Djokovic admits travel declaration had incorrect information
MELBOURNE, Australia (AP) —
Novak Djokovic has acknowledged that his Australian travel declaration form contained incorrect information, as the government nears a decision on whether to deport the Serbian tennis star, who is not vaccinated against COVID-19, on public interest grounds.
The men’s tennis No. 1 had his visa canceled on arrival in Melbourne last week when his vaccination exemption was questioned, but he won a legal battle on procedural grounds that allowed him to stay in the country. He still faces the prospect of deportation — a decision that is entirely at the discretion of Australia’s Immigration Minister Alex Hawke if deemed to be in the public interest for health and safety reasons.
Hawke has been considering the question since a judge reinstated Djokovic’s visa on Monday.
Deputy Prime Minister Barnaby Joyce said most Australians disapproved of the nine-time and defending Australian Open champion coming to Melbourne to compete in breach of the nation’s tough pandemic quarantine rules.
“Most of us thought because Mr. Djokovic hadn’t been vaxxed twice that he would be asked to leave,” Joyce told Nine Network television on Thursday. “Well, that was our view, but it wasn’t the court’s view.”

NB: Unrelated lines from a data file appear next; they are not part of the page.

PR #703, opened 2020-07-17
feat(monitoring-system): create a REST service for the Data Processor

azizsonawalla:
A REST service for Data Processor to be deployed to Cloud Run.

Note: This application is not complete - this is just a first pull request with some initial code (didn't want to create a single pull request with the entire implementation)


packages/monitoring-system/data-processor/package.json
```diff
@@ -0,0 +1,42 @@
...
+  "bugs": "https://github.com/googleapis/repo-automation-bots/issues",
+  "main": "./build/src/task-service.js",
+  "author": "asonawalla@google.com",
+  "license": "Apache-2.0",
+  "dependencies": {
+    "express": "^4.17.1",
+    "firebase-admin": "^9.0.0"
+  },
+  "devDependencies": {
+    "@types/chai": "^4.2.11",
```
JustinBeckwith, line 27: Let's use the built in `assert` module please :)

JustinBeckwith: For the HTTP stuff, supertest is what we generally use here

packages/monitoring-system/data-processor/src/data-processor-factory.ts
```diff
@@ -0,0 +1,46 @@
...
+      case Task.ProcessLogs:
+        return new CloudLogsProcessor();
+      case Task.ProcessGCF:
+        return new GCFProcessor();
+      case Task.ProcessTaskQueue:
+        return new CloudTasksProcessor();
+      case Task.ProcessGitHub:
+        return new GitHubProcessor();
+      default:
+        throw new Error(`Couldn't identify a data processor for task: ${task}`);
```
TomKristie, line 43: If I am following correctly this error message is never logged. Is there benefit in not logging an error?

packages/monitoring-system/data-processor/package.json
azizsonawalla: I believe the chai agent extends supertest but I can definitely swap it out!

packages/monitoring-system/data-processor/src/data-processor-factory.ts
```diff
@@ -0,0 +1,46 @@
...
+  getDataProcessor(task: Task): DataProcessor;
+}
+
+export class DataProcessorFactory implements Factory {
+  /**
+   * Return a relevant data processor for the given task
+   * @param task a processing task
+   * @throws if no appropriate data processor is found for task
+   */
+  public getDataProcessor(task: Task): DataProcessor {
```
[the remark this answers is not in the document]
azizsonawalla: Haha yep, my thought exactly, until I realized that you can't declare static functions in a TypeScript interface. So if I want to have the `Factory` interface (which I do general abstraction and mocking in tests) I need to keep this non-static

packages/monitoring-system/data-processor/src/data-processor-factory.ts
azizsonawalla: This is basically future-proofing the code. If someone adds another value to the `Task` enum in the future and forgets to update the switch here, this error will be helpful in debugging.

TomKristie: My question is more if the error logged/output anywhere. If we don't log it/output it, can we observe the error thrown? For instance the caller in `TaskService` catches the error but does nothing with the error. I

packages/monitoring-system/data-processor/src/data-processor-factory.ts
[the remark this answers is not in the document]
TomKristie: Looks like there is some workaround using decorators, not sure if this is of interest: https://stackoverflow.com/a/43674389.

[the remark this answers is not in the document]
azizsonawalla: Yeah I saw that as well, but I figure that this class will only be called once per function execution and so there's not really much of a performance advantage to making it static. The workaround will add more code and make it more complex as opposed to just having to add the `new` keyword in front of the call.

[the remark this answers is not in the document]
azizsonawalla: Thanks for looking into it though!

packages/monitoring-system/data-processor/src/data-processor-factory.ts
azizsonawalla: ah ok, I see what you mean. So there was a reason I don't log the error in `TaskService` or even return the info in the rejected response - basically it's to avoid credentials leaks. I expected that the most probable errors in this application will be auth errors and so I didn't want to send the auth error back in a response or put it into the logs. 

But in this case, I can log it from within DataProcessorFactory

azizsonawalla: The ideal way to do it would be to run the error through DLP and then log it, but baby steps

PR #706, opened 2020-07-19
fix(sync-repo-settings): run on all installed repositories

JustinBeckwith:


sofisl:
Is this PR in response to #623?

JustinBeckwith:
Yes!

packages/sync-repo-settings/src/sync-repo-settings.ts
```diff
@@ -83,15 +62,39 @@ function handler(app: Application) {
     const name = context.payload.repository.name;
     const repo = `${owner}/${name}`;
 
-    // find the repo record in repos.json
-    const repos = await handler.getRepos();
-    const yoshiRepo = repos.repos.find(x => x.repo === repo);
-    console.log(yoshiRepo?.repo);
-    if (!yoshiRepo) {
+    // Fetch the list of languages used in this repository
+    const langRes = await context.github.repos.listLanguages({
```
sofisl, line 66: This is cool! I didn't know you could do this.

packages/sync-repo-settings/src/sync-repo-settings.ts
```diff
@@ -83,15 +62,39 @@ function handler(app: Application) {
...
+
+    // Use the language with the highest line count
+    let language = languages[0][0].toLowerCase();
+
+    // Add a little hackery for node
+    if (language === 'javascript' || language === 'typescript') {
+      language = 'nodejs';
+    }
+    console.log(`Determined ${repo} is ${language}`);
+
```
sofisl, line 94: should we add some use cases *just in case* Github returns a language we either don't support/don't recognize for some reason? or, at least logging out a message saying which language we returned for the repo?

sofisl: On second thought, I guess it should just error out in case the language is not supported. We'll at least know what language it is based on the logging!

packages/sync-repo-settings/src/sync-repo-settings.ts
```diff
@@ -83,15 +62,39 @@ function handler(app: Application) {
...
+    });
+
+    // Given an object like this:
+    // {
+    //   python: 24
+    //   javascript: 22
+    // }
+    // Sort the keys based on instance count.
+    const languages = Object.entries(langRes.data).sort((a, b) => {
+      return a[1] > b[1] ? -1 : a[1] < b[1] ? 1 : 0;
```
tbpg, line 78: Consider:

```suggestion
      return a[1] - b[1];
```

JustinBeckwith: This is a kinda weird API where `1` means `a` is greater than `b`, `-1` means `b` is greater than `a`, and `0` means `a` equals `b`.  We are doing it backwards so the highest number comes first.  I don't think a subtraction would work.

tbpg: Ah, I missed it was swapped. `b[1] - a[1]` should work. It can be any value greater or less than 0 -- doesn't need to be 1 or -1 exactly.

| Relation | Result |
| --- | --- |
| a > b | b - a < 0 |
| a = b | b - a = 0 |
| a < b | b - a > 0 |

JustinBeckwith: Ah, that makes a lot more sense!  Nice find.  Will include this in a follow PR I'm building now.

“The vast majority of Australians … didn’t like the idea that another individual, whether they’re a tennis player or … the king of Spain or the Queen of England, can come up here and have a different set of rules to what everybody else has to deal with,” Joyce added.
The debate over Djokovic’s presence in Australia rages against a backdrop of surging COVID-19 infections across the nation.
Victoria state, which hosts the Australian Open, on Thursday eased seven-day isolation rules for close contacts of those infected in sectors including education and transport to curb the number of employees staying away from work.